Task prompt:
Transcribe the records below. Leave every line exactly as written.

Dataset entries:
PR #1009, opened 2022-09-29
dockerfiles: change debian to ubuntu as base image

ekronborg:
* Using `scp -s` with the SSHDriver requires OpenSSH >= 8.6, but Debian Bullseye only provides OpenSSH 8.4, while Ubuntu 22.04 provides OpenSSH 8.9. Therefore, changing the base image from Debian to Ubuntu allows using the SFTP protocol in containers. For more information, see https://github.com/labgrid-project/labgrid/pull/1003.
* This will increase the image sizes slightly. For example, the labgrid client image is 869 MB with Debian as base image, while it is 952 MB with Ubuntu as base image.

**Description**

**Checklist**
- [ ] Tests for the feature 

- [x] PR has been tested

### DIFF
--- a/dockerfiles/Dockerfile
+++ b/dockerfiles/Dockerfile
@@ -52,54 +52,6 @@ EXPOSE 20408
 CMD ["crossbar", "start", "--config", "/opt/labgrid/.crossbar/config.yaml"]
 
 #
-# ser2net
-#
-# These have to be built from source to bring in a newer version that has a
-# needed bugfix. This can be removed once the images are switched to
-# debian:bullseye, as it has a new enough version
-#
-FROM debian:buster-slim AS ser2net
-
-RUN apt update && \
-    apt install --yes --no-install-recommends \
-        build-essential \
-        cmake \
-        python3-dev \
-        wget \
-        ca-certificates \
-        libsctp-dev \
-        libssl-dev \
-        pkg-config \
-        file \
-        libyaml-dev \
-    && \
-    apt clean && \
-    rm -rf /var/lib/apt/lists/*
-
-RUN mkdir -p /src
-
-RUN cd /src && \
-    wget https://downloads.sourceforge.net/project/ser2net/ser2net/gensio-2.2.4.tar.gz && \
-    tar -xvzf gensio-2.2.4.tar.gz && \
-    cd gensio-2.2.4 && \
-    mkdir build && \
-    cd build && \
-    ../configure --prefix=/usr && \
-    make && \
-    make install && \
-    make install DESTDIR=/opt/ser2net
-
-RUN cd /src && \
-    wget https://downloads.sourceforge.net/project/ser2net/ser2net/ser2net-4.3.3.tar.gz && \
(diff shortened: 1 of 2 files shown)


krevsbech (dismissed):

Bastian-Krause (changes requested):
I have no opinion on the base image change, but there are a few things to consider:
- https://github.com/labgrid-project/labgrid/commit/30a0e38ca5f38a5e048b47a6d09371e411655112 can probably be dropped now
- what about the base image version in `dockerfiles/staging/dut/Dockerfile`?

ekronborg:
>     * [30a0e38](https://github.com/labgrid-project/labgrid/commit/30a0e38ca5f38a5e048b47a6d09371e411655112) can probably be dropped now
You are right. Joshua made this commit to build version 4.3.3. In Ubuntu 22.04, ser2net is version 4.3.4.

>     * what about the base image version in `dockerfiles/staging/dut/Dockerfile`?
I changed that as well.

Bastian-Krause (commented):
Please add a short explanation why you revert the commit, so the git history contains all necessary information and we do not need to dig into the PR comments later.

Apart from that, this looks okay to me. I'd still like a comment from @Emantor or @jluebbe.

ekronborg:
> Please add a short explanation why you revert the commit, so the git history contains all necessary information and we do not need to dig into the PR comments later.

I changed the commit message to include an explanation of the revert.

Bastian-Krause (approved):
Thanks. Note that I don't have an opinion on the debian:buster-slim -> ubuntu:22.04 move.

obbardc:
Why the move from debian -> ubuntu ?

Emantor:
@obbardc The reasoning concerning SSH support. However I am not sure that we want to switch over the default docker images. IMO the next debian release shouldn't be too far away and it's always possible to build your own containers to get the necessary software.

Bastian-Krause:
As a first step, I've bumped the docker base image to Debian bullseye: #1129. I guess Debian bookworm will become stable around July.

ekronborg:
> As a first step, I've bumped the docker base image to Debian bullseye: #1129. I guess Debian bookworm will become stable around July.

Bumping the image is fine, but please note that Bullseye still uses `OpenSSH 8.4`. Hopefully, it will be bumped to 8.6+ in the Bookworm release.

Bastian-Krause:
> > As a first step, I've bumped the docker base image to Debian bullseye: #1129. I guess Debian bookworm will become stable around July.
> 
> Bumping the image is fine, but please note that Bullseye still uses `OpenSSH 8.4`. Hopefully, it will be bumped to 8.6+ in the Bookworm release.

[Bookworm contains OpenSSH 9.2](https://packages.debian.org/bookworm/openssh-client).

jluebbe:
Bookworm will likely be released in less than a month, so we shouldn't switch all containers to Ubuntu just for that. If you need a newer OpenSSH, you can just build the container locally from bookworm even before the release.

Response area:
PR #1009, opened 2022-09-29
dockerfiles: change debian to ubuntu as base image

ekronborg:
* Using `scp -s` with the SSHDriver requires OpenSSH >= 8.6, but Debian Bullseye only provides OpenSSH 8.4, while Ubuntu 22.04 provides OpenSSH 8.9. Therefore, changing the base image from Debian to Ubuntu allows using the SFTP protocol in containers. For more information, see https://github.com/labgrid-project/labgrid/pull/1003.
* This will increase the image sizes slightly. For example, the labgrid client image is 869 MB with Debian as base image, while it is 952 MB with Ubuntu as base image.

**Description**

**Checklist**
- [ ] Tests for the feature 

- [x] PR has been tested

### DIFF
--- a/dockerfiles/Dockerfile
+++ b/dockerfiles/Dockerfile
@@ -52,54 +52,6 @@ EXPOSE 20408
 CMD ["crossbar", "start", "--config", "/opt/labgrid/.crossbar/config.yaml"]
 
 #
-# ser2net
-#
-# These have to be built from source to bring in a newer version that has a
-# needed bugfix. This can be removed once the images are switched to
-# debian:bullseye, as it has a new enough version
-#
-FROM debian:buster-slim AS ser2net
-
-RUN apt update && \
-    apt install --yes --no-install-recommends \
-        build-essential \
-        cmake \
-        python3-dev \
-        wget \
-        ca-certificates \
-        libsctp-dev \
-        libssl-dev \
-        pkg-config \
-        file \
-        libyaml-dev \
-    && \
-    apt clean && \
-    rm -rf /var/lib/apt/lists/*
-
-RUN mkdir -p /src
-
-RUN cd /src && \
-    wget https://downloads.sourceforge.net/project/ser2net/ser2net/gensio-2.2.4.tar.gz && \
-    tar -xvzf gensio-2.2.4.tar.gz && \
-    cd gensio-2.2.4 && \
-    mkdir build && \
-    cd build && \
-    ../configure --prefix=/usr && \
-    make && \
-    make install && \
-    make install DESTDIR=/opt/ser2net
-
-RUN cd /src && \
-    wget https://downloads.sourceforge.net/project/ser2net/ser2net/ser2net-4.3.3.tar.gz && \
(diff shortened: 1 of 2 files shown)


krevsbech (dismissed):

Bastian-Krause (changes requested):
I have no opinion on the base image change, but there are a few things to consider:
- https://github.com/labgrid-project/labgrid/commit/30a0e38ca5f38a5e048b47a6d09371e411655112 can probably be dropped now
- what about the base image version in `dockerfiles/staging/dut/Dockerfile`?

ekronborg:
>     * [30a0e38](https://github.com/labgrid-project/labgrid/commit/30a0e38ca5f38a5e048b47a6d09371e411655112) can probably be dropped now
You are right. Joshua made this commit to build version 4.3.3. In Ubuntu 22.04, ser2net is version 4.3.4.

>     * what about the base image version in `dockerfiles/staging/dut/Dockerfile`?
I changed that as well.

Bastian-Krause (commented):
Please add a short explanation why you revert the commit, so the git history contains all necessary information and we do not need to dig into the PR comments later.

Apart from that, this looks okay to me. I'd still like a comment from @Emantor or @jluebbe.

ekronborg:
> Please add a short explanation why you revert the commit, so the git history contains all necessary information and we do not need to dig into the PR comments later.

I changed the commit message to include an explanation of the revert.

Bastian-Krause (approved):
Thanks. Note that I don't have an opinion on the debian:buster-slim -> ubuntu:22.04 move.

obbardc:
Why the move from debian -> ubuntu ?

Emantor:
@obbardc The reasoning concerning SSH support. However I am not sure that we want to switch over the default docker images. IMO the next debian release shouldn't be too far away and it's always possible to build your own containers to get the necessary software.

Bastian-Krause:
As a first step, I've bumped the docker base image to Debian bullseye: #1129. I guess Debian bookworm will become stable around July.

ekronborg:
> As a first step, I've bumped the docker base image to Debian bullseye: #1129. I guess Debian bookworm will become stable around July.

Bumping the image is fine, but please note that Bullseye still uses `OpenSSH 8.4`. Hopefully, it will be bumped to 8.6+ in the Bookworm release.

Bastian-Krause:
> > As a first step, I've bumped the docker base image to Debian bullseye: #1129. I guess Debian bookworm will become stable around July.
> 
> Bumping the image is fine, but please note that Bullseye still uses `OpenSSH 8.4`. Hopefully, it will be bumped to 8.6+ in the Bookworm release.

[Bookworm contains OpenSSH 9.2](https://packages.debian.org/bookworm/openssh-client).

jluebbe:
Bookworm will likely be released in less than a month, so we shouldn't switch all containers to Ubuntu just for that. If you need a newer OpenSSH, you can just build the container locally from bookworm even before the release.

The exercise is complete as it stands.